Continuou usando muitas gírias, que acredita serem um diferencial. Elas também o deixam mais à vontade. Os fãs se identificam com o personagem e o identificam no bairro. Isso alimenta a relação com os moradores da Pavuna, fonte de criação.

O comediante Felipe Ferreira está feliz com o sucesso e a representatividade de um preto periférico nos palcos, mas sabe que não é suficiente
O comediante Felipe Ferreira está feliz com o sucesso e a representatividade de um preto periférico nos palcos, mas sabe que não é suficiente
Foto: Divulgação

“Muitas pessoas que hoje acompanham o meu trabalho, acompanham muito mais pelo reconhecimento, por ver que tem um cara ali que é mais ou menos do mesmo perfil delas. A gente troca, se relaciona. Acaba que isso vai pro show também.”

Representatividade é bom, mas representá-la é difícil

Felipe Ferreira sabe da sua representatividade, acha importante, mas tem críticas. “Eu não gosto muito dessa parada de tipo eu ser uma representatividade, porque como consequência disso vem um peso.” Qual peso?

O de saber que outras pessoas pretas e periféricas deveriam estar no palco. “Não deveria ser uma obrigatoriedade eu ser o único representante”. Ele quer ver comediantes como ele atuando, e quando não forem parecidas ou parecidos na cor, que venham de realidades semelhantes.

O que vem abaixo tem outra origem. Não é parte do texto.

PR #1540, opened 2024-03-06
Fix checksum memory issue and other bugs

ahamelers:
Closes https://github.com/CDL-Dryad/dryad-product-roadmap/issues/2430
Closes https://github.com/CDL-Dryad/dryad-product-roadmap/issues/3208
Closes https://github.com/CDL-Dryad/dryad-product-roadmap/issues/3181

The checksum issue is a very simple fix (it was getting the object from AWS that was overloading the memory and not working intermittently, switching to using a URL fixed the issue) but took me forever to test because of a simple error I made in testing. Sorry about that!

### DIFF
--- a/lib/stash/repo/submission_job.rb
+++ b/lib/stash/repo/submission_job.rb
@@ -103,7 +103,7 @@ module Stash
             logger.info("    #{data_file.url} ==> #{permanent_bucket}/#{permanent_key}")
             s3_perm.put_stream(s3_key: permanent_key, stream: f)
           end
-          @digest_input = data_file.url
+          digest_input = data_file.url
         else
           logger.info("    #{staged_bucket}/#{staged_key} ==> #{permanent_bucket}/#{permanent_key}")
           s3.copy(from_bucket_name: staged_bucket, from_s3_key: staged_key,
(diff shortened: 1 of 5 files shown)


lib/stash/repo/submission_job.rb
```diff
@@ -114,7 +114,7 @@ def copy_to_permanent_store(data_file)
         update = { storage_version_id: resource.id }
         if data_file.digest.nil?
           digest_type = 'sha-256'
```
ahamelers, line 116: This is the change that fixes the checksum generation, if you want to make this change on the live server, @ryscher

ryscher:
I made this change on the production server, BUT I don't think the current configuration works for files that are uploaded via URL. The current checksum statement relies on `staged_key`, using the default "staged" bucket. When files are uploaded via URL, they don't exist in this location. I think we can swap this out for the permanent location, but I didn't verify it.

lib/stash/repo/submission_job.rb
```diff
@@ -103,7 +103,7 @@ def copy_to_permanent_store(data_file)
             logger.info("    #{data_file.url} ==> #{permanent_bucket}/#{permanent_key}")
             s3_perm.put_stream(s3_key: permanent_key, stream: f)
           end
-          @digest_input = data_file.url
```
ahamelers, line 106: @ryscher The input for URL uploads is set here, and should not be an issue. However there is another issue which was causing checksum duplication—`digest_input` should be a local variable in both instances 🤦

ryscher:
Great, thanks for tracking this down!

Felipe Ferreira, da Pavuna, se inspira em outros poucos humoristas negros, como Thiago Carmona e Hélio de la Peña
Felipe Ferreira, da Pavuna, se inspira em outros poucos humoristas negros, como Thiago Carmona e Hélio de la Peña
Foto: Divulgação

“Quanto mais gente, mais representados vamos nos sentir, mais acolhedor vai ser o ambiente. Eu ainda me sinto desbravando mundos, lugares que a gente nunca teve muito acesso.”

A questão é muito séria. “Eu falo de problemas dos anos 90. Parece que meu bairro parou no tempo, que o Rio de Janeiro parou no tempo. Eu estou falando de coisas que estão aí, mas é necessário falar porque a gente falando, vai que muda, né? É o único jeito da gente parar de fazer piada.”